Thank you Jack. I have brought this subject up several times and everyone keeps saying "Oh my dog is just to much dog". Todays training methods don't work unless you got the dog on a leash in front of you. Big terriers aren't exacly sleepers and I can leave mine with chicken on the counter or in the trash and they won't touch it.


----------



## Kristen Cabe (Mar 27, 2006)

So what if it's not destructiveness or going to the bathroom that's the problem? What if it's just simply the fact that the dog cannot/will not be still, and just paces constantly?


----------



## Don Turnipseed (Oct 8, 2006)

Kristen Cabe said:


> So what if it's not destructiveness or going to the bathroom that's the problem? What if it's just simply the fact that the dog cannot/will not be still, and just paces constantly?

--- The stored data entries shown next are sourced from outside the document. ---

PR #20249, opened 2026-07-27
fix(aave-v3): robust Mantle TVL via getReserveData available liquidity

0xaicrypto:
## Summary

The reviewer correctly pointed out that lending TVL should be **available liquidity** (`supplied - borrowed`), not gross deposits. The default Aave helper derives this from `underlying.balanceOf(aTokenAddress)`, which works for most assets but **reverts for USDT0 on Mantle**.

This PR replaces the Mantle `tvl` calculation with a direct call to the protocol data provider's `getReserveData()` and uses:

```
availableLiquidity = totalAToken - totalStableDebt - totalVariableDebt
```

for every reserve. The existing Ethena blacklist lender subtraction is preserved.

## Why this matters

* **USDT0** (`0x779D...736`) reverts on `balanceOf(...)`. The default path therefore cannot read its available liquidity, and the only USDT0 balance that shows up in TVL is the negative Ethena blacklist adjustment.
* Using `getReserveData()` makes the adapter robust to tokens with non-standard `balanceOf` behavior and aligns with DefiLlama's lending methodology.

## Numbers

| Metric | Before (DefiLlama) | After (this PR) |
|---|---:|---:|
| Mantle TVL | ~$47.3M | ~$46.9M |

I would say that is breeding.


----------



## sam wilks (May 3, 2009)

I have had dogs that will not settle down and also ones that will lay right down when they come in. I think training is important but overall I think genetics are the biggest factor. Some dogs just will not settle. Even when you get them to lay down they are like a bomb waiting to go off as soon as someone gets up from their chair or walks into the room.


----------



## Guest (Dec 1, 2008)

Maturity.....along with that switch location....


----------



## Maren Bell Jones (Jun 7, 2006)

Jack Roberts said:


> **I do not buy into the whole den idea of the crate. My current dog does not even lay in a dog house when outside. He likes to keep watch over the property and seems to prefer being out in the open.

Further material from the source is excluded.